__Your assignment__
For every line in the records that has the word "series", make a copy.

__Data for the task__
PR #1052, opened 2026-06-25
docs: refresh for the beta series (HN-readiness)

JohannesLichtenberger:
Pre-Show-HN doc cleanup (the public-facing inconsistencies an HN reader would pick at):

- **ROADMAP.md** — was "currently in the **1.0.0-alpha** series"; we ship **beta4**. → "1.0.0-beta".
- **CHANGELOG.md** — was frozen at `[1.0.0-alpha10]` (14 releases stale, reads as abandoned). Added entries for `beta1`–`beta4` and a consolidated `alpha11`–`alpha22` hardening summary, with a pointer to GitHub Releases for full per-version notes.
- **README.md** — corrected "Single JAR, **no external dependencies**" (it's a shaded fat jar that bundles brackit/Jackson/SLF4J/Caffeine/RoaringBitmap), and softened the unsourced "beats jq by up to **6.8×**" to a sourced, directional claim.

Doc-only; no code changes.

### DIFF
--- a/CHANGELOG.md
+++ b/CHANGELOG.md
@@ -2,6 +2,48 @@
 
 All notable changes to SirixDB are documented in this file.
 
+## [1.0.0-beta4] — 2026-06-19
+
+### Changed
+
+- Bumped brackit to `1.0-alpha7`, fixing the sequence functions (`fn:subsequence`/`reverse`/`remove`/`insert-before`) over JSON arrays and objects.
+
+## [1.0.0-beta3] — 2026-06-19
+
+### Added
+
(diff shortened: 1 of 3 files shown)


hiSandog:
This cleanup makes the public-facing docs read much more current. One small follow-up: the README now says brackit runs analytical JSON queries several times faster than `jq` in its own benchmark suite, which is softer than the previous claim but still benchmark-sensitive. It may be worth linking that exact benchmark suite/result near the sentence, so HN readers can inspect workload shape without hunting through the repo.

__Solution to the problem__
docs: refresh for the beta series (HN-readiness)
- **ROADMAP.md** — was "currently in the **1.0.0-alpha** series"; we ship **beta4**. → "1.0.0-beta".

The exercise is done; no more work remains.